Kata Blanka Vas celebrates winning stage one of the Tour de Suisse

(Image credit: Getty Images)

Even the team themselves consider the streak "bizarre". One wonders if the riders got tired of celebrating - probably not.

"If you look at our results, I can really only conclude myself that it is ridiculously good," Danny Stam, the team's sports manager, said before the Tour de Suisse. "We have had a bizarrely good spring. We never expected these performances ourselves."

"I can't exactly pinpoint a reason for this success either. We had a good preparation for the season in Spain, where we again worked a bit harder than previous years. Then we were quickly successful and managed to keep this flow in the team. Everyone drives each other to a higher level this way.

"Of course we are immensely proud of it. However, we also know that this series is going to stop somewhere.
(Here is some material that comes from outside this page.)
PR #719, opened 2026-05-10
fix(schema): exempt hardware wallets from software-only attributes (#535)

### LINKED ISSUE #535: Exclude hardware wallets from attributes that don't support them
Looks like the "scam prevention" attribute doesn't correctly exempt hardware wallets. We should fix that. There are probably others like it.

premsreelathasugeendran:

Every race you start again at zero."

SD Worx has somehow managed to build a team that can win in almost any situation: across stage races, one-day challenges and in sprints, and it is something that its rivals couldn't seem to stop. The Dutch team has won 35 times this season, 24 times more than FDJ Suez, who has won the second-most of any team. In fact, SD Worx has finished second in 16 races, five more times than FDJ has won. 
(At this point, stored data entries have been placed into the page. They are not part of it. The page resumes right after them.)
PR #720, opened 2026-05-11
Data: Add rainbow wallet

maykelxyz:
## Updates
- Added bug bounty program: not supported
- Duress resistance supported
  - Basic unlock supported
  - Duress mode not supported
- Added Ethereum L1 light client: Not supported
- No published public security audits
- Permissions management not supported
- Transaction submission
  - L1
    - Self broadcast via direct gossip: not supported
    - Self broadcast via self hosted node: supported 
  - L2
    - OP: Supported but no force inclusion
    - Arbitrum: Supported but no force inclusion


polymutex (commented):
👍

In Lorena Wiebes and Lotte Kopecky the team has two of the fastest, if not the two fastest, women in the peloton; in Marlen Reusser they have one of the best time triallists and all-round rouleurs, and in Demi Vollering they have the best climber/puncheur in the world of women's cycling right now. Add in the enviable cast of support riders, from Kata Blanka Vas to Christine Marjerus, and it is hard to beat the juggernaut.

It took a 21-year-old on stage three of the Tour de Suisse to finally derail the train. Gasparrini pounced on Reusser and Vollering's leadout work, powered past Arlenis Sierra (Movistar) to take the win in Ebnat-Kappel, the second of her career. It is hardly back to the drawing board for SD Worx - the team still lead the GC and points competitions - but it is a fresh start. 

The streak being over also seems like good news for those of us who hope for a competitive Tour de France Femmes, just over a month away. Let's see how many wins SD Worx rack up before then.